[Saved data entries]
_ _ _
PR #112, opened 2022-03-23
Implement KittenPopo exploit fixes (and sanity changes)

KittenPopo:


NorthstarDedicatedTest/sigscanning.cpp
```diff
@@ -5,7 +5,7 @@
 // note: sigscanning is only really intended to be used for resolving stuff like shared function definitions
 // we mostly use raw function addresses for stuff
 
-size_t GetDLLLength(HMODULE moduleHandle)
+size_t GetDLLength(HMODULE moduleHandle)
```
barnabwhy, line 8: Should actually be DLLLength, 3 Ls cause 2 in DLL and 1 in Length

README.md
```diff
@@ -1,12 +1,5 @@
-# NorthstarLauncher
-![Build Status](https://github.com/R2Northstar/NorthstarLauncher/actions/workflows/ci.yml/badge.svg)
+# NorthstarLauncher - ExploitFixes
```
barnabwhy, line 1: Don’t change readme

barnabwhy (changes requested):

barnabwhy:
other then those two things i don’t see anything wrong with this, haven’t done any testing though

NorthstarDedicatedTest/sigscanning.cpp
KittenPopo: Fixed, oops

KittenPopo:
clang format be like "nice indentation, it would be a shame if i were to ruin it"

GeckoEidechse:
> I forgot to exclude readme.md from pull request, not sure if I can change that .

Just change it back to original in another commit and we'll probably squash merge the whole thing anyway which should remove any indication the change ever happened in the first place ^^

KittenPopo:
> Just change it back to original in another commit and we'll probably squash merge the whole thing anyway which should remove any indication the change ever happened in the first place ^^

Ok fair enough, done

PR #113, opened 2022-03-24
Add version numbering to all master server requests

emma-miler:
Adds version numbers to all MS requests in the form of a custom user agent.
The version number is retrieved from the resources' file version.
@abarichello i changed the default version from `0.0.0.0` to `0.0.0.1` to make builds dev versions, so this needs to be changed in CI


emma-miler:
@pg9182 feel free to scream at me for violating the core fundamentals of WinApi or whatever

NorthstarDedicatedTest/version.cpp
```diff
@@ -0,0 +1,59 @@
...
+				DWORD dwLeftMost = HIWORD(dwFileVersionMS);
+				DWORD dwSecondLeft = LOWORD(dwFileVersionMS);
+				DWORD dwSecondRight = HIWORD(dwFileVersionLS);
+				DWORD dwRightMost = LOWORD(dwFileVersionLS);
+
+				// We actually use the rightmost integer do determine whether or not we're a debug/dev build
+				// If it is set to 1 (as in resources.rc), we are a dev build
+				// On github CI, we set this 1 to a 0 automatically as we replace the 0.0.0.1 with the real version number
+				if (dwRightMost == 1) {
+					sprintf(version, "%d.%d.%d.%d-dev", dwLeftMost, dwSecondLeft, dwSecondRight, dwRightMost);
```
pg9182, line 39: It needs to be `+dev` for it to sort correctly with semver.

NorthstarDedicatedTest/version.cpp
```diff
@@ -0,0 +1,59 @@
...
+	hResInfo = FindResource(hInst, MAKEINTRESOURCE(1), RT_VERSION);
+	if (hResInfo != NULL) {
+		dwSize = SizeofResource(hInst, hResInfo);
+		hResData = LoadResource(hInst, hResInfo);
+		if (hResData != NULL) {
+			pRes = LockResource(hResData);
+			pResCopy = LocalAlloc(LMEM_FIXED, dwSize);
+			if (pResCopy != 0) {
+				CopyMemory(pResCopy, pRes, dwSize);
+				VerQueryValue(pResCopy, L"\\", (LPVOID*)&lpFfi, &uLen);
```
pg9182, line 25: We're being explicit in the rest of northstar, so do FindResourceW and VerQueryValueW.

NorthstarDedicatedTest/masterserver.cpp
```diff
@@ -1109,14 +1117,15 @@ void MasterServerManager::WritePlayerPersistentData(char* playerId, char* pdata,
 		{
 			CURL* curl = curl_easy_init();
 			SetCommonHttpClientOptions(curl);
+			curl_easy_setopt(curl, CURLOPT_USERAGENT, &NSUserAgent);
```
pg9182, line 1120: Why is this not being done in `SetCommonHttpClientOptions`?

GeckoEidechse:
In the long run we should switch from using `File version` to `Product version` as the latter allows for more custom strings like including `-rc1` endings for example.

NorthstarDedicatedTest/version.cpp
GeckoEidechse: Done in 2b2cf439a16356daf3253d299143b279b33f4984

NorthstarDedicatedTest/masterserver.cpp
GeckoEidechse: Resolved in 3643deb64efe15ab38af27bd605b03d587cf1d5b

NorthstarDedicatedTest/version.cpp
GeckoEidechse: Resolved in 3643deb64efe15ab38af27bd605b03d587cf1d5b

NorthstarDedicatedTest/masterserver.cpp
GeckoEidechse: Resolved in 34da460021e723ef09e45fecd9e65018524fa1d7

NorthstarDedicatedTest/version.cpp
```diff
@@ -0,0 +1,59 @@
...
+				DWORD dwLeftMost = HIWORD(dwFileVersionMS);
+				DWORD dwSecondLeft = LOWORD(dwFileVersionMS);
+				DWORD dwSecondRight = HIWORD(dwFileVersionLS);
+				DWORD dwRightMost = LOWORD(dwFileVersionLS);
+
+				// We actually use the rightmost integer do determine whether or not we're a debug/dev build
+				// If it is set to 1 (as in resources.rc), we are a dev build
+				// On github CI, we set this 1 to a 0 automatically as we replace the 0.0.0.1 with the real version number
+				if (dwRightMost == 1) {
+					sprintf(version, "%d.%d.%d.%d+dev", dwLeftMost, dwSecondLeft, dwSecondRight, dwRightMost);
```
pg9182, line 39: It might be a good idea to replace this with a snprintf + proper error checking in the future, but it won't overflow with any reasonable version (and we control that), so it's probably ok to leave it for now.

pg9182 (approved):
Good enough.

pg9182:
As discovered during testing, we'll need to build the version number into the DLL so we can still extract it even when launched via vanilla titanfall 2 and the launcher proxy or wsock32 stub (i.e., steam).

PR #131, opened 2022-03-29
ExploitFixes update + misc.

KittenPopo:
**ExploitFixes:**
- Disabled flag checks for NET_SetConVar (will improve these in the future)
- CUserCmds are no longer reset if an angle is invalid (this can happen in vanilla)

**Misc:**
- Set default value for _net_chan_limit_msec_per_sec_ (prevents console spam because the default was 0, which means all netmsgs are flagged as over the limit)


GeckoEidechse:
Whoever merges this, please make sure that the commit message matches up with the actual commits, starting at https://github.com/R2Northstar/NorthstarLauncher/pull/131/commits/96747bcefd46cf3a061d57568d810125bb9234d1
_ _ _
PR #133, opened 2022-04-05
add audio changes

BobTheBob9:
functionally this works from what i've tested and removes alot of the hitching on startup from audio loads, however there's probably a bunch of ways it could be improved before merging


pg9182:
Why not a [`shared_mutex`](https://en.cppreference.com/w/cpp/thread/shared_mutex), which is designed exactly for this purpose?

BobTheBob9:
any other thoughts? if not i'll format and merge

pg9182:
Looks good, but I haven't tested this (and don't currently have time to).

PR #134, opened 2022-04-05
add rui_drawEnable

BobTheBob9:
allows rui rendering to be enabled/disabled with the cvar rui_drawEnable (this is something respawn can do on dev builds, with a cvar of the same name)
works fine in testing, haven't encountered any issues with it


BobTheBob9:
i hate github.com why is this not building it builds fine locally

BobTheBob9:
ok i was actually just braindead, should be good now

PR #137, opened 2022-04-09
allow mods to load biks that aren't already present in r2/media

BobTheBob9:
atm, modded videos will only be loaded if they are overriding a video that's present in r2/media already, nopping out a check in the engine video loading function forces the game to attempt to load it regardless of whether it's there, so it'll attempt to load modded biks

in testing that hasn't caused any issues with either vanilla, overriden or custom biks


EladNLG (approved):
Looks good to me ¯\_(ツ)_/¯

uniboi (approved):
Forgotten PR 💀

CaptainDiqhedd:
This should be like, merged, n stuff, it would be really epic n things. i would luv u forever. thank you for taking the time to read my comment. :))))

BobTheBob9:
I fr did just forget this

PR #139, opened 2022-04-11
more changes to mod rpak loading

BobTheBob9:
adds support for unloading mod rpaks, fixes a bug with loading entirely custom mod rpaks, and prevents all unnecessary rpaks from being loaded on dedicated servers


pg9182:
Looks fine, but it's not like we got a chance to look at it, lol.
_ _ _
| Requirement |
Starting with the line that holds "any other thoughts?" and ending with the line that holds "PR #139, opened 2022-04-11", retype every line in the data above exactly, and nothing else.

| The answer |
any other thoughts? if not i'll format and merge

pg9182:
Looks good, but I haven't tested this (and don't currently have time to).

PR #134, opened 2022-04-05
add rui_drawEnable

BobTheBob9:
allows rui rendering to be enabled/disabled with the cvar rui_drawEnable (this is something respawn can do on dev builds, with a cvar of the same name)
works fine in testing, haven't encountered any issues with it


BobTheBob9:
i hate github.com why is this not building it builds fine locally

BobTheBob9:
ok i was actually just braindead, should be good now

PR #137, opened 2022-04-09
allow mods to load biks that aren't already present in r2/media

BobTheBob9:
atm, modded videos will only be loaded if they are overriding a video that's present in r2/media already, nopping out a check in the engine video loading function forces the game to attempt to load it regardless of whether it's there, so it'll attempt to load modded biks

in testing that hasn't caused any issues with either vanilla, overriden or custom biks


EladNLG (approved):
Looks good to me ¯\_(ツ)_/¯

uniboi (approved):
Forgotten PR 💀

CaptainDiqhedd:
This should be like, merged, n stuff, it would be really epic n things. i would luv u forever. thank you for taking the time to read my comment. :))))

BobTheBob9:
I fr did just forget this

PR #139, opened 2022-04-11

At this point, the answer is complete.